### Assigned task
For these records, count the lines containing the word "XUtils" and respond with the number alone.

### Extracted records
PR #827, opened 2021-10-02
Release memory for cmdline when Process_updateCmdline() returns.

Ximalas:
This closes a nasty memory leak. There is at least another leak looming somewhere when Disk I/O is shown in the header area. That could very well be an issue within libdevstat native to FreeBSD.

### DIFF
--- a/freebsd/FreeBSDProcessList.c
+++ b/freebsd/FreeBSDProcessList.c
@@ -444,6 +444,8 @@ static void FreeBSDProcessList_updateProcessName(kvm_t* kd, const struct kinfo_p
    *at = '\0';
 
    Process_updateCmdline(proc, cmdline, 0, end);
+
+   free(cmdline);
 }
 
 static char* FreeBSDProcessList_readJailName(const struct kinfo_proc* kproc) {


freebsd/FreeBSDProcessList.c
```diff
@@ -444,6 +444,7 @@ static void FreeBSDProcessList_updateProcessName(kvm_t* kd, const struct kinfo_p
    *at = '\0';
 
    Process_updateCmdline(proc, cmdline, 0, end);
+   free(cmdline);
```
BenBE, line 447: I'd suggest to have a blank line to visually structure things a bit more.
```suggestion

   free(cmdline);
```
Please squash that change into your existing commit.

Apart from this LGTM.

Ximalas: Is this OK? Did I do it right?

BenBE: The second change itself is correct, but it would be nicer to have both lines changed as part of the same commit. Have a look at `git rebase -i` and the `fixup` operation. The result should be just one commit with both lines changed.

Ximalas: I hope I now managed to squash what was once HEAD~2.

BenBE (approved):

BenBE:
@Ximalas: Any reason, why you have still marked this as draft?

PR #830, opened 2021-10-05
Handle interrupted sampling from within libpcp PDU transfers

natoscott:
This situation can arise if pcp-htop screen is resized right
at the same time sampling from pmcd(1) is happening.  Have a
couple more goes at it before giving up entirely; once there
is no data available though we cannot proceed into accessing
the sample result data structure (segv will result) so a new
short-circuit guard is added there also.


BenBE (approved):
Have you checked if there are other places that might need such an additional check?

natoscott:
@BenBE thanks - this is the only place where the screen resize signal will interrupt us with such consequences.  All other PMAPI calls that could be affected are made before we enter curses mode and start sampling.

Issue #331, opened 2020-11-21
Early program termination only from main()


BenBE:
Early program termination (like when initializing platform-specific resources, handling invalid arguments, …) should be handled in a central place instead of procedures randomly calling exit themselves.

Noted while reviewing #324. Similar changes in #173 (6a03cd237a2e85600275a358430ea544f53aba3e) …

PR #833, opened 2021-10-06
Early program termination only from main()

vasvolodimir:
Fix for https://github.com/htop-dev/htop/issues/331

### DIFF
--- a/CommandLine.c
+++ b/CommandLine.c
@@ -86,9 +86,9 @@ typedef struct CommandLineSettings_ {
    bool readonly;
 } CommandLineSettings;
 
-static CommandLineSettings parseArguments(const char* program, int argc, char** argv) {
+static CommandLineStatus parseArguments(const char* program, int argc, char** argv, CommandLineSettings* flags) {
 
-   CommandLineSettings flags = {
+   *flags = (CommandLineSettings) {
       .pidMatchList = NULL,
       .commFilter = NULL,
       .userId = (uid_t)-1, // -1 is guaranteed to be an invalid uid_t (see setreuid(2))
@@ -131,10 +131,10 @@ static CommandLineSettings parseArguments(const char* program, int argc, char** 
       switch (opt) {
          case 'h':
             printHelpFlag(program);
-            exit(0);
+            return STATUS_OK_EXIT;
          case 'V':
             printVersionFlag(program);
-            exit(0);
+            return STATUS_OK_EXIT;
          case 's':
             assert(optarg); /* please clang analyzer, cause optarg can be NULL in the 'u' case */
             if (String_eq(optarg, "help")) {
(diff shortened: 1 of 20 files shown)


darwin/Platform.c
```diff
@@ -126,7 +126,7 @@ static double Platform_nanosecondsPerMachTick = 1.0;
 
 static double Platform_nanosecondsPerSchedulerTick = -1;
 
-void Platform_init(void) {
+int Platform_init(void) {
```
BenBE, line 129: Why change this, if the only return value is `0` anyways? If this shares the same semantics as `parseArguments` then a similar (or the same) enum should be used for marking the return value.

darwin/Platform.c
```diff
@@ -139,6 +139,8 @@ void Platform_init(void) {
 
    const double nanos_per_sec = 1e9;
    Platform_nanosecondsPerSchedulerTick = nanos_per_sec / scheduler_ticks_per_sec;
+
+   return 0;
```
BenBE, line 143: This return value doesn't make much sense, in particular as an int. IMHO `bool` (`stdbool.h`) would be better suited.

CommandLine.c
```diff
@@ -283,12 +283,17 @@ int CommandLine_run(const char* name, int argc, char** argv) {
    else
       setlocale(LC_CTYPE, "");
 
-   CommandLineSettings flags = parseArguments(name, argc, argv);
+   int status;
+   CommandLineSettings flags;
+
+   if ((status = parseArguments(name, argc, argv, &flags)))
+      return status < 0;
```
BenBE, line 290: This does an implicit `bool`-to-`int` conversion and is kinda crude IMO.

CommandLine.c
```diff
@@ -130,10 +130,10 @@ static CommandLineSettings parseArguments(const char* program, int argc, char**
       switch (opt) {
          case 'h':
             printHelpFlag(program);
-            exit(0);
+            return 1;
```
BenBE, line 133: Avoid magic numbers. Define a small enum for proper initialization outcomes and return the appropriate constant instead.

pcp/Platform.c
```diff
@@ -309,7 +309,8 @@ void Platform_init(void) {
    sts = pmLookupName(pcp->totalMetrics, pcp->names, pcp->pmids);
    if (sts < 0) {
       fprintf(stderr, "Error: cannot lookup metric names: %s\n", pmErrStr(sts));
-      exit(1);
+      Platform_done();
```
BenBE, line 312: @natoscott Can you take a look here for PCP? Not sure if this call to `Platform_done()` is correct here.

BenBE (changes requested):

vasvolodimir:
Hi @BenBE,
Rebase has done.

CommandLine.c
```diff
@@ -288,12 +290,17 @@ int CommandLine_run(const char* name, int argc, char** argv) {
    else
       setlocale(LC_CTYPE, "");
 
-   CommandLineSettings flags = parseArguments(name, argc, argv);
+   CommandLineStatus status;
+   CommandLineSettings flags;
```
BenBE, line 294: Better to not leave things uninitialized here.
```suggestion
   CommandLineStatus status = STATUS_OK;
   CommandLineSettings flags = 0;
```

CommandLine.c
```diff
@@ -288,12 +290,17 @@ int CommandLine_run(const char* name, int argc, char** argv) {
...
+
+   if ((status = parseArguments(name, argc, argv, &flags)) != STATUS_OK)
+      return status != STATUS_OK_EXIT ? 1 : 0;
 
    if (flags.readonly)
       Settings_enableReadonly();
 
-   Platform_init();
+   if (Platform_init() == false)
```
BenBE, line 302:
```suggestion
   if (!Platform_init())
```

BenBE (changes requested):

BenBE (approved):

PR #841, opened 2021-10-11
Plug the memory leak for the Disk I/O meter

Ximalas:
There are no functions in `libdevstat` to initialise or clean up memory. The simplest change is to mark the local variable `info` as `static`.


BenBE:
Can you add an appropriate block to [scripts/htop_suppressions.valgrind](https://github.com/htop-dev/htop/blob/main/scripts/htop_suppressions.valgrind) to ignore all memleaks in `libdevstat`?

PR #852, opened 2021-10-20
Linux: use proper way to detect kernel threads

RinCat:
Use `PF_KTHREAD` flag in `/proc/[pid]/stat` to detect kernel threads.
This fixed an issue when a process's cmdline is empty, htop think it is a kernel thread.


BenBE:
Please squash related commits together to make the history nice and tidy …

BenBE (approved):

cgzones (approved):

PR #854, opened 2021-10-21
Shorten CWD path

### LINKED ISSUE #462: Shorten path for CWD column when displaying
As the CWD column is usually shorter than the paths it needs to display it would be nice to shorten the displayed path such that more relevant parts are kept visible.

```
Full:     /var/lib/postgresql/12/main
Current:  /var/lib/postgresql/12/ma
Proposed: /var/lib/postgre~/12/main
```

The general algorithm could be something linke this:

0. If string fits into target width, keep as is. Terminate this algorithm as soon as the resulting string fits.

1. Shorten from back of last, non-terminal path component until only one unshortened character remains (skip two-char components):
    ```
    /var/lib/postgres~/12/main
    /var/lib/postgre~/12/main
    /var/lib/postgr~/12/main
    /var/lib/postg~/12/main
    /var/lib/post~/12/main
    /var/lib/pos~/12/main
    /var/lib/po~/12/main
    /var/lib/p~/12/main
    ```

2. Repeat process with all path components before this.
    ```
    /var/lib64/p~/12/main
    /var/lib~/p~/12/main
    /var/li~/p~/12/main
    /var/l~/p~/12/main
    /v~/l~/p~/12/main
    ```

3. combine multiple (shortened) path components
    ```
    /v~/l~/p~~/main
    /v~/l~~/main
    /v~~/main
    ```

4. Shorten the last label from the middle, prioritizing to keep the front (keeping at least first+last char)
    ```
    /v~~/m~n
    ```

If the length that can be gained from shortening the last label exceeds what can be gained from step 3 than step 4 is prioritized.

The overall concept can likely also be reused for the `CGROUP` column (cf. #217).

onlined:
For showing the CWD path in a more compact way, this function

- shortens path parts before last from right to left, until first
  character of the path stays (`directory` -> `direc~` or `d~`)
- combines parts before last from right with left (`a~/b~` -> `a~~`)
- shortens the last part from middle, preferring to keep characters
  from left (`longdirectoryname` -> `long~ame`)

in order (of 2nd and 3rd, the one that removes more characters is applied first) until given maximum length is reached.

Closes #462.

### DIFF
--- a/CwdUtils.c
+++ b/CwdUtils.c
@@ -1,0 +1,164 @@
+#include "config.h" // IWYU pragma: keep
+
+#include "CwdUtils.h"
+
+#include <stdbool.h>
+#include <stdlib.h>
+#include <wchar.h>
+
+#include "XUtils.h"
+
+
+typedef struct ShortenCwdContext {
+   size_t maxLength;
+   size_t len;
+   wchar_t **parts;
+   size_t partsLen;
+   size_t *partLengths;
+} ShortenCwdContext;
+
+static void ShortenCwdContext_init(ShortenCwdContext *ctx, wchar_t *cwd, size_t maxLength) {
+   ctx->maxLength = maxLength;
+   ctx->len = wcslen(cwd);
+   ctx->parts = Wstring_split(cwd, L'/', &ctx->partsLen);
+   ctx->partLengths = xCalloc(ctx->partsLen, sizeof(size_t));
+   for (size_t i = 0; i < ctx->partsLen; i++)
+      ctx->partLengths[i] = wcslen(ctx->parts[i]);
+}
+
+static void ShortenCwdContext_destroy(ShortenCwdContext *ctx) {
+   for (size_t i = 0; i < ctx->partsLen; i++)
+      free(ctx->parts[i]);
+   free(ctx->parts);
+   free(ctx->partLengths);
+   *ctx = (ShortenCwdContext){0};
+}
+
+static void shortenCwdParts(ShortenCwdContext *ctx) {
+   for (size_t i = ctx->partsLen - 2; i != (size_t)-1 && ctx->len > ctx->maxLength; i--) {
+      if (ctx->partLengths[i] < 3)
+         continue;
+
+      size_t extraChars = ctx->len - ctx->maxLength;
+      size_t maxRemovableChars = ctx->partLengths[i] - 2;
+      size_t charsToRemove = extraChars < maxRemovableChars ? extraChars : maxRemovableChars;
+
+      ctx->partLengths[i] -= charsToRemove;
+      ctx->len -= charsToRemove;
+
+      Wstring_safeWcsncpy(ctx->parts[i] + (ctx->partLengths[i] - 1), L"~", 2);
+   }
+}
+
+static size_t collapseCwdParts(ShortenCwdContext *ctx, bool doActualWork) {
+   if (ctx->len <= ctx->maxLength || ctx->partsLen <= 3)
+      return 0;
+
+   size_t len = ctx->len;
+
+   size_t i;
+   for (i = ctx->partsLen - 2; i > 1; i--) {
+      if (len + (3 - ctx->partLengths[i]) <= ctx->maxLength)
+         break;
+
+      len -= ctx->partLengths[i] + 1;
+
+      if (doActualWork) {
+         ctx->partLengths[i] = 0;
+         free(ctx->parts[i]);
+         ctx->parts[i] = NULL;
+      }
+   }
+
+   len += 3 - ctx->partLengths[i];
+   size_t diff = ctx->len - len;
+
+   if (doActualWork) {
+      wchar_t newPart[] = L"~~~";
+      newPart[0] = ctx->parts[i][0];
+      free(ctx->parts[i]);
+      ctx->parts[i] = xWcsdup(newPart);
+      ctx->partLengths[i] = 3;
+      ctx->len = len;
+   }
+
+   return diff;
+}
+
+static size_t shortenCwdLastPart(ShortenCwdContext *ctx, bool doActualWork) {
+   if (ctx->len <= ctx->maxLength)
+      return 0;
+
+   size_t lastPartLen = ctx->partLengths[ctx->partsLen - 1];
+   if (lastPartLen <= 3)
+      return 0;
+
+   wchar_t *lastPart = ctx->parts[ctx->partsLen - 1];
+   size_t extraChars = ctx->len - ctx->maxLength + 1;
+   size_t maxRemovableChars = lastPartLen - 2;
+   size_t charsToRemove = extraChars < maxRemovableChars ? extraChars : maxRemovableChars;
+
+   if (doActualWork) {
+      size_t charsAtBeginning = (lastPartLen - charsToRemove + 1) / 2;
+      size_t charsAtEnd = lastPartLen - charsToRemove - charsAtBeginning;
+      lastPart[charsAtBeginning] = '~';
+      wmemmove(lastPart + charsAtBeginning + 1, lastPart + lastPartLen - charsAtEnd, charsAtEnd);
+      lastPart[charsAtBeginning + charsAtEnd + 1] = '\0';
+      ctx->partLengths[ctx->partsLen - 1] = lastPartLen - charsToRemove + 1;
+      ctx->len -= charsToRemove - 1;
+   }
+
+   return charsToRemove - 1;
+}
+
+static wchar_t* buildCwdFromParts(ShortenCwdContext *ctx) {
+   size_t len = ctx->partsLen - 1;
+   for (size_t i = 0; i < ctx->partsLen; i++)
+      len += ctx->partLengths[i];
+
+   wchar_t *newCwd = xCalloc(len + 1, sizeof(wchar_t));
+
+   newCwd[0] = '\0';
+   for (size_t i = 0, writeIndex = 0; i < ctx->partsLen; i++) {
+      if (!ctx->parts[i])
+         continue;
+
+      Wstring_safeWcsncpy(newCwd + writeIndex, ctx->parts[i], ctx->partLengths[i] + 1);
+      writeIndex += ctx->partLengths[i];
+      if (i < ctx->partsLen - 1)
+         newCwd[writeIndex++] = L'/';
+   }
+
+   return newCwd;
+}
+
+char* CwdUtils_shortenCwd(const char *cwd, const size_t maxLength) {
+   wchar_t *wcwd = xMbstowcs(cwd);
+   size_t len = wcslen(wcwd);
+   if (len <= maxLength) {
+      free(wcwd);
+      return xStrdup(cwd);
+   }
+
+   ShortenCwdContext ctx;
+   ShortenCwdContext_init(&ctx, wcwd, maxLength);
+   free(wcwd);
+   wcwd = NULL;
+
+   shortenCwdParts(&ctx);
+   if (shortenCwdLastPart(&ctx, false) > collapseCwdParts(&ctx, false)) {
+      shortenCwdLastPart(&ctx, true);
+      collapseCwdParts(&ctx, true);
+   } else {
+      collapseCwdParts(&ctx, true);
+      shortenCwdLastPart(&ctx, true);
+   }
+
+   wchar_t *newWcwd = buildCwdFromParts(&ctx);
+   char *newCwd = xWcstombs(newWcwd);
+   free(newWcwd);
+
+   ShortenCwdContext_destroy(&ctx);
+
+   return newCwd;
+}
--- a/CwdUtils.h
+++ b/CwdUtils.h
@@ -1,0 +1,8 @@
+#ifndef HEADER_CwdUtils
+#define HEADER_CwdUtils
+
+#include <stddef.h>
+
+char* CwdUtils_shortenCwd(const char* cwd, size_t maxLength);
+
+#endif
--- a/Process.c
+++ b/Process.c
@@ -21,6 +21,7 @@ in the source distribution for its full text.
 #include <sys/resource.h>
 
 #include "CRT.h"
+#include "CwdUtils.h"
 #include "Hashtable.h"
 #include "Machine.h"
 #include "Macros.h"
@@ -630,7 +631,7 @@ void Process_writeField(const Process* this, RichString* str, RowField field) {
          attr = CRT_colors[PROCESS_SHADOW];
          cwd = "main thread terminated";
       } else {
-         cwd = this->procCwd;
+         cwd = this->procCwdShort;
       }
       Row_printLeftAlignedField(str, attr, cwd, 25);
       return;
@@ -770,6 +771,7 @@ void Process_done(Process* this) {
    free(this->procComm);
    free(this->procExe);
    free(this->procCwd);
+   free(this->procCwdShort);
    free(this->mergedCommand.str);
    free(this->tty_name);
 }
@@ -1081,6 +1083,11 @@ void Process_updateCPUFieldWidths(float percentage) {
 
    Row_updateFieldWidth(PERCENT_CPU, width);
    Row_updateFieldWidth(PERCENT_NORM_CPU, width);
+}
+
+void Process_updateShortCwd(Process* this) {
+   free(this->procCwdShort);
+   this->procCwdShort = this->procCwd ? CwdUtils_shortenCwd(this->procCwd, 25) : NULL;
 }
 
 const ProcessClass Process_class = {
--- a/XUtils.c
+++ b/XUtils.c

### Answer box
3